Iran, it’s fair to say, is giddy at the prospect of the West’s lifting sanctions on its oil exports as part of ongoing nuclear talks. It reportedly intends to double those exports as soon as possible, a possibility the rest of the world’s oil suppliers—and especially Iran’s fellow OPEC member states—aren’t looking forward to in today’s oversupplied, bearish market. But while no petrostate wants crude prices dipping further because of a resurgent Iran, Russia may be the biggest loser if this deal goes through. Bloomberg reports:
“Iran is going to be competing in Europe head-on with Russia,” said Ed Morse, head of commodities research at Citigroup Inc.
Russia, whose benchmark export grade is similar to Iran’s flagship blend, has been the main beneficiary of [Iran’s oil production] decline.

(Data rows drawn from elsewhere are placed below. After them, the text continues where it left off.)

PR #421, opened 2022-08-19
Erlang Provider

marianoguerra:
## What does this PR address?

Adds initial support for Erlang

If there's a way to test deploying to railwayapp before merging here I can do that but I don't know how.

Note: for the start task I need to know the name of the release, which is in the rebar.config file which has an Erlang specific format called "erlang terms" (a subset of the Erlang syntax), the simplest way that would handle it correctly other than regexes is to add an erlang lexer library and extract the release name from the lexer stream, let me know if I should use a Regex instead (which may not work in some cases).

Another solution for this would be to run an Erlang one liner to parse the file and get the release name from the data, but that would require to have Erlang available at build time (with something like nix-shell) but I think it' not possible yet.

This will also be required for Elixir (which I plan to add) but even worse because mix.exs in Elixir is Elixir code that has to run to get the release name, so parsing may not be enough.

## Before submitting:


Milo123459:
Hey @marianoguerra - could you give us a status update on this?

marianoguerra:
I can't run all tests since they fill my disk, I run erlang ones and they pass locally, it's hard to stay up to date on main, my lastest commits made a mess, closing this

PR #422, opened 2022-08-19
Use a macro for docker tests

devtomio:
Utilizes the `test-helper` crate to generate docker tests.

Unrelated:
- Adds the [`mitsuhiko.insta`](https://marketplace.visualstudio.com/items?itemName=mitsuhiko.insta) extension to the devcontainer setup to enable code highlighting to snapshot files.


test-helper/src/lib.rs
```diff
@@ -99,3 +108,305 @@ pub fn generate_plan_tests(_tokens: TokenStream) -> TokenStream {
         .collect::<proc_macro2::TokenStream>()
         .into()
 }
+
+#[proc_macro]
+pub fn generate_docker_tests(_tokens: TokenStream) -> TokenStream {
```
coffee-cup, line 113: I am unsure about this change. I think it makes editing how the tests are run a lot less clear and means we can't easily add custom behaviour for a single test if we want to in the future. Each example also needs to be manually edited anyway to account for the test specific variables in `test.env`, which isn't that different then just editing `docker_run_tests`.

CONTRIBUTING.md
```diff
@@ -47,6 +47,25 @@ The snapshots are checked into CI and are reviewed as part of the PR. They ensur
...
+- `TEST_PLAN_CUSTOM_PKGS` - Sets custom nix packages.
+- `TEST_PLAN_ENVS` - Sets custom environment variables.
+
+### Docker Tests
+
+- `TEST_DOCKER_ENVS` - Sets custom environment variables.
+- `TEST_DOCKER_NO_PIN_PKGS` - If set, it will **not** pin the nixpkgs archive during testing.
+- `TEST_DOCKER_CUSTOM_PKGS` - Sets custom nix packages.
+- `TEST_DOCKER_EXPECTED_OUTPUT` - The expected output of the program that is being tested.
+- `TEST_DOCKER_WITH_POSTGRES` - If set, it will mount postgres to the test.
```
coffee-cup, line 67: Why not just use the same shared envs to configure nixpacks for the plan/build (e.g. envs, custom packages, etc)?

examples/node-nx-express/.eslintrc.json
```diff
@@ -0,0 +1,35 @@
+{
```
coffee-cup, line 1: Why were all the Nx files edited in this PR?

test-helper/src/lib.rs
devtomio: Its to remove code duplication, most tests are technically the same anyway, just different paths and outputs. Especially now with the `test.env` file is there, new contributors can add tests easily to the examples.

devtomio: If you want to, I can add another section to the Contributing Guide on how to add tests.

examples/node-nx-express/.eslintrc.json
devtomio: The NX tests (`node-nx-express`, `node-nx-next`, etc..) were all using the same path (`./examples/node-nx`), so I separated them up to be more verbose.

test-helper/src/lib.rs
coffee-cup: I don't think it removes code duplication that much though. The tests currently are only a few lines long
```ts
#[test]
fn test_node_custom_version() {
    let name = simple_build("./examples/node-custom-version");
    assert!(output.contains("Node version: v18"));
}
```

Moving that to a `test.env` file means that the test inputs are now separated across many different files. For the generate plan tests it makes sense because we just run a single function on all the examples. But the docker run tests have a lot more inputs and possibilities. Editing the docker container/run logic is less trivial without prior knowledge of how this works. It also means we cannot use the same example directory for multiple tests, which we do quite a bit.

coffee-cup:
Going to close this since even though it reduces some code duplication, it makes it significantly harder to reason about how the docker tests are running and where they come from. It also makes it harder to update how the tests are run in the future as everything is inside of a macro. 

Appreciate the work and effort you put into the PR though! In the future, for larger changes like this, It would be good to start with either an issue or discussion item to ensure that the change is something we want to make.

Exports into Iran’s main markets in Asia and Europe have more than doubled, growing by 420,000 barrels a day from 2011 to 2014, according to data compiled by Trade Map, a database of trade flows between nations.

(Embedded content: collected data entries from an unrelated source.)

PR #425, opened 2022-08-19
Introduce Provider Metadata

AhmedMozaly:
Nixpacks can tell a lot about the codebase it's building. The programming language, the framework and more
But once the build is over and the container image is published, we lose these data and can't tell anymore what this container content is

Maintaining this data as part of the container image, can help us show better error messages if the container is not listing to the PORT and we know -for example- that it is Django app. we can't point the user to the right docs link that can help

This PR introduce new `ProviderMetadata` concept, where each provider adds the metadata it has detected. and Nixpacks will take it from here and combine all these metadata in one environment variable called `NIXPACKS_LABELS` for now


src/providers/mod.rs
```diff
@@ -24,4 +24,44 @@ pub trait Provider {
...
     fn detect(&self, app: &App, _env: &Environment) -> Result<bool>;
     fn get_build_plan(&self, _app: &App, _environment: &Environment) -> Result<Option<BuildPlan>>;
+    fn get_metadata(&self, _app: &App, _env: &Environment) -> Result<ProviderMetadata> {
+        Ok(ProviderMetadata::default())
+    }
+}
+
+#[derive(Default)]
+pub struct ProviderMetadata {
+    pub labels: Option<Vec<String>>,
```
Milo123459, line 34: Option<Vec is redundant, you should just use a Vec with nothing inside of it.

src/providers/mod.rs
```diff
@@ -24,4 +24,44 @@ pub trait Provider {
...
+        ProviderMetadata {
+            labels: Some(labels),
+        }
+    }
+
+    pub fn join_as_comma_separated(&self, provider_name: String) -> String {
+        let mut arr = vec![provider_name];
+        let mut labels_arr = match &self.labels {
+            Some(v) => v.clone(),
+            _ => vec![],
```
Milo123459, line 54:
```suggestion
            _ => Vec::new(),
```

src/providers/mod.rs
coffee-cup: `Option` is still useful if you ever want to deserialize data into a Rust struct since it will not error if the field is missing.

src/providers/mod.rs
```diff
@@ -24,4 +24,44 @@ pub trait Provider {
...
+        Ok(ProviderMetadata::default())
+    }
+}
+
+#[derive(Default)]
+pub struct ProviderMetadata {
+    pub labels: Option<Vec<String>>,
+}
+
+impl ProviderMetadata {
```
coffee-cup, line 37: Can you add some unit tests for this struct/functions

src/providers/python.rs
```diff
@@ -48,7 +60,8 @@ impl Provider for PythonProvider {
             plan.set_start_phase(start);
         }
 
-        if app.includes_file("poetry.lock") {
+        let metadata = self.get_metadata(app, env)?;
```
coffee-cup, line 63: Hmm I am unsure if it makes sense to use the metadata like this. We lose some type information here since metadata i just some key value pairs. Should all build plan decisions be made by first adding metadata? Where is the line drawn? Also, should the metadata be attached to the build plan? Or does it not affect the build plan at all? Currently it adds a environment variable with the metadata result, but maybe it is better to instead have a `nixpacks detect` or `nixpacks metadata` command that just returns the metadata as an object that we can use on Railway.

AhmedMozaly: Metadata should not be something "new", We already make decisions in build plans based on detected "facts"
This PR is just about moving the logic of detecting these "facts" to well defined place and give it a clear name. So we can collect from providers and make use of (like offering it in env var or use in Railway)

So, I would say that metadata should be part of build plan and even show in console output to let user know about what Nixpacks has detected! 

image

coffee-cup (approved):

Issue #701, opened 2022-12-03
PNPM Workspaces with NX do not work


nebulatgs:
### Is there an existing issue for this?

- [X] I have searched the existing issues

### Describe the bug

The generated start command is `pnpm --workspace ${WORKSPACE} run start`

### Expected behavior

This is invalid, and it should be `pnpm --filter ${WORKSPACE} run start`

### Environment

Railway - Nixpacks 0.15.0

PR #733, opened 2022-12-20
PNPM fixes

### LINKED ISSUE #702: PNPM Cache Location is incorrect

### Describe the bug

Nixpacks attempts to cache `/root/.cache/pnpm`, but this is incorrect

### To reproduce

_No response_

### Expected behavior

The correct store directory is `/root/.local/share/pnpm/store/v3`

### Environment

Railway - Nixpacks 0.15.0

Milo123459:
This PR fixes the PNPM cache directory and the way NX apps are started with PNPM. This also contains some general nx fixes which swaps from using `npx` always to the package manager dlx command.

Fixes #702, #701

### DIFF
--- a/src/providers/node/nx.rs
+++ b/src/providers/node/nx.rs
@@ -7,6 +7,7 @@ use serde::{Deserialize, Serialize};
 use serde_json::Value;
 
 use crate::nixpacks::{app::App, environment::Environment};
+use crate::providers::node::NodeProvider;
 
 #[derive(Debug, Serialize, PartialEq, Eq, Deserialize)]
 pub struct NxJson {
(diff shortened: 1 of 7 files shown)


src/providers/node/nx.rs
```diff
@@ -106,10 +111,16 @@ impl Nx {
             if let Some(start_target) = project_json.targets.start {
                 if let Some(configurations) = start_target.configurations {
                     if configurations.production.is_some() {
-                        return Ok(Some(format!("npx nx run {nx_app_name}:start:production")));
+                        return Ok(Some(format!(
+                            "{} nx run {nx_app_name}:start:production",
+                            NodeProvider::get_package_manager_dlx_command(app)
```
coffee-cup, line 116: This is fine for now, but we likely want to refactor the Node provider soon since this creates a circular dependency. Node -> Nx -> Node

coffee-cup (approved):

PR #755, opened 2023-01-10
allow insecure nix package installs

coffee-cup:
This PR allows insecure Nix package installs. This is needed to install Python 2.7, which has reached its end of life.

image


Milo123459 (approved):
I guess this fixes #753?

PR #757, opened 2023-01-10
update ubuntu base image on schedule

coffee-cup:
This PR updates the Nixpacks ubuntu base image as part of the `publish_ubuntu` workflow


Milo123459 (approved):
Is this the same way it's done on the Debian image?

coffee-cup:
> Is this the same way it's done on the Debian image?

Yup!

PR #762, opened 2023-01-10
Ruby Version Envvar

JakeCooper:
This PR consumes the Ruby environment variable version from an environment variable if it exists

### DIFF
--- a/src/providers/ruby.rs
+++ b/src/providers/ruby.rs
@@ -28,7 +28,7 @@ impl Provider for RubyProvider {
 
     fn get_build_plan(&self, app: &App, env: &Environment) -> Result<Option<BuildPlan>> {
         let setup = self.get_setup(app, env)?;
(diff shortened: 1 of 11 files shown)


src/providers/ruby.rs
```diff
@@ -323,7 +337,25 @@ mod test {
...
+
+    #[test]
+    fn test_version_arg() -> Result<()> {
+        assert_eq!(
+            RubyProvider::get_ruby_version(
+                &RubyProvider {},
+                &App::new("./examples/ruby")?,
+                &Environment::new(BTreeMap::from([(
+                    "NIXPACKS_RUBY_VERSION".to_string(),
+                    "3.1.2".to_string()
```
coffee-cup, line 357: nit: Change this version since `3.1.2` is used when the env var is not provided

coffee-cup (approved):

Russia, that is, was the main beneficiary of Iran’s crimped exports because it produces a similar type of crude as the country, and it welcomed the opportunity to extend its grip over European energy markets when sanctions pushed Iran out. Moscow has made policymakers across Europe skittish (to say the least) with its aggression in Ukraine, which has kickstarted conversations about diversifying away from Russian energy supplies. In that context, increased competition in the continental market is potentially coming at the worst possible time for Putin.